Task ::
Find the string "InternalOakMap" in the records. Copy each line that has it.

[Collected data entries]
——————

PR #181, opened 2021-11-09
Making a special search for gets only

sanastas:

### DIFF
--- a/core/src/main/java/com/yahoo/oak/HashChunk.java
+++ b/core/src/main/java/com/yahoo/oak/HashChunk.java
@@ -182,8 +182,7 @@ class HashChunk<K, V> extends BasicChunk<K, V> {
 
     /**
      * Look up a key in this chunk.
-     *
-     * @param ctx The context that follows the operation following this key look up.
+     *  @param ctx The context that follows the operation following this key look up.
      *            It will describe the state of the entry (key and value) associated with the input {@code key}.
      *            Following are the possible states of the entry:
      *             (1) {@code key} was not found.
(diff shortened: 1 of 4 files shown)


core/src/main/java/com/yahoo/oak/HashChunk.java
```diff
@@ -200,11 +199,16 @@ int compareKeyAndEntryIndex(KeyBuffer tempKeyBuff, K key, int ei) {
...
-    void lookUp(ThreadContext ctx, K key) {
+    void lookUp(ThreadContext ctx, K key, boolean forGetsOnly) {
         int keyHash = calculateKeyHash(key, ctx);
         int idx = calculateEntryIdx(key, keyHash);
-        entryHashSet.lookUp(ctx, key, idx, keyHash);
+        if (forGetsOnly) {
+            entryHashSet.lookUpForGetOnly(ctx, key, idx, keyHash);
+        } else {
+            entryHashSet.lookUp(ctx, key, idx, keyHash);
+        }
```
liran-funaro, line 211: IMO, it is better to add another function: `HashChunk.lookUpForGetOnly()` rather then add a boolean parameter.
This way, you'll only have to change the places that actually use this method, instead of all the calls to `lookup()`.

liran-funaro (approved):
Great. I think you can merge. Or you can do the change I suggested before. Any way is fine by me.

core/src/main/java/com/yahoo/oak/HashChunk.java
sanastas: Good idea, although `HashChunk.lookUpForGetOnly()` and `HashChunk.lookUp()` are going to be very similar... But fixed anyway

——————

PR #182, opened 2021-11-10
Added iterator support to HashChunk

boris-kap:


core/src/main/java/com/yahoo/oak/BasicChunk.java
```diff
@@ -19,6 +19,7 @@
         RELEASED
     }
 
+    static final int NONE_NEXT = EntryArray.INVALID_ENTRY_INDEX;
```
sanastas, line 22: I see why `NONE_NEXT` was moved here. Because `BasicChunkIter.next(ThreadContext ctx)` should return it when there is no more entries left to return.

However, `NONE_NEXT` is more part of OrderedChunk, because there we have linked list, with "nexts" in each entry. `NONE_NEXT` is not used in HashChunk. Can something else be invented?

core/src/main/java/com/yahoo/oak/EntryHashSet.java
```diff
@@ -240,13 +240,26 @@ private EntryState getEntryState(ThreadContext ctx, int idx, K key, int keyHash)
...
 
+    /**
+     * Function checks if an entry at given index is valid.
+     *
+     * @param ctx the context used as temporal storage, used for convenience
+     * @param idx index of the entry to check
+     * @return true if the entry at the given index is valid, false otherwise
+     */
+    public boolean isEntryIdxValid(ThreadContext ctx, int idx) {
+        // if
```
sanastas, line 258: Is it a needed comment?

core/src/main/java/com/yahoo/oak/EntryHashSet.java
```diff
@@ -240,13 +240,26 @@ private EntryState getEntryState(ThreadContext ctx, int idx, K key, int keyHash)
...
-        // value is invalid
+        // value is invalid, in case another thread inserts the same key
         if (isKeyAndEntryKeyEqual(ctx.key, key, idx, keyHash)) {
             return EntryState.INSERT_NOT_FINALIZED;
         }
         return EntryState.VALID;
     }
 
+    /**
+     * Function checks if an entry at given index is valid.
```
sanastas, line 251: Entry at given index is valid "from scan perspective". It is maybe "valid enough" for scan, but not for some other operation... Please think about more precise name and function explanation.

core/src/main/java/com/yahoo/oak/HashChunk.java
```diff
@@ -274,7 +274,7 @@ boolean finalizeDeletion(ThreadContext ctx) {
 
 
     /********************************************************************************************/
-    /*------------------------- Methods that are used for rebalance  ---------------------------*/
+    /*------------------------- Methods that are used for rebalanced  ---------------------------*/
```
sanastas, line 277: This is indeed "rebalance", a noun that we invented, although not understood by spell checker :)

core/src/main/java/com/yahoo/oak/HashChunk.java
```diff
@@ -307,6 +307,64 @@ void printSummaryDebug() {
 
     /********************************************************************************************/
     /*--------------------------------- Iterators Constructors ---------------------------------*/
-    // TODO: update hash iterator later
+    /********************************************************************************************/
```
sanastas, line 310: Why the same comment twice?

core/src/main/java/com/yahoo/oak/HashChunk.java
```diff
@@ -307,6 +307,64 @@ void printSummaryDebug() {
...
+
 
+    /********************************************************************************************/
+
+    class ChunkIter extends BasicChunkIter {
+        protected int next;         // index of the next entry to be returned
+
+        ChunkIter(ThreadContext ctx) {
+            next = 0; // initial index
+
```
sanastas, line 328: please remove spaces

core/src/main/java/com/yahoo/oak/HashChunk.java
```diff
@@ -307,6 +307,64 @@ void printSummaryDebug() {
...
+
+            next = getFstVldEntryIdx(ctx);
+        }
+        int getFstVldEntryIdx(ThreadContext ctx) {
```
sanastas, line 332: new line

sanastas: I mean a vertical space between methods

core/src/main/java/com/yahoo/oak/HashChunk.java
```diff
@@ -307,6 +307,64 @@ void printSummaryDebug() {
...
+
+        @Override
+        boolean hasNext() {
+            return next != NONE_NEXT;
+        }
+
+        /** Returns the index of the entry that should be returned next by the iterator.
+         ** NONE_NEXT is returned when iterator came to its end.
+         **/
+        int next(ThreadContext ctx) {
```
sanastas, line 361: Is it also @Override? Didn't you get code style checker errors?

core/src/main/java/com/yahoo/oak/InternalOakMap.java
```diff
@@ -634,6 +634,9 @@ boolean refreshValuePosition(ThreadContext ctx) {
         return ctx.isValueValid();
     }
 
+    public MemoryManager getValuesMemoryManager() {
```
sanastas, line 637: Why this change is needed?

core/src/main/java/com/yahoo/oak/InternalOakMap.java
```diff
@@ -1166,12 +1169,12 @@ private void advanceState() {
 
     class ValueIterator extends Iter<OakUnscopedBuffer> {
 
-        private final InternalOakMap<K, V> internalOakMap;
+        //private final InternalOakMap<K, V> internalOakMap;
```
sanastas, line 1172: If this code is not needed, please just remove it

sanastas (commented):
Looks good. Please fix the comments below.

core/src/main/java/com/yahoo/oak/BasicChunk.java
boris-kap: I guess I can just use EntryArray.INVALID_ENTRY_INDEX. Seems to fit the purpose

——————

Output for this task ::
core/src/main/java/com/yahoo/oak/InternalOakMap.java
core/src/main/java/com/yahoo/oak/InternalOakMap.java
-        private final InternalOakMap<K, V> internalOakMap;
+        //private final InternalOakMap<K, V> internalOakMap;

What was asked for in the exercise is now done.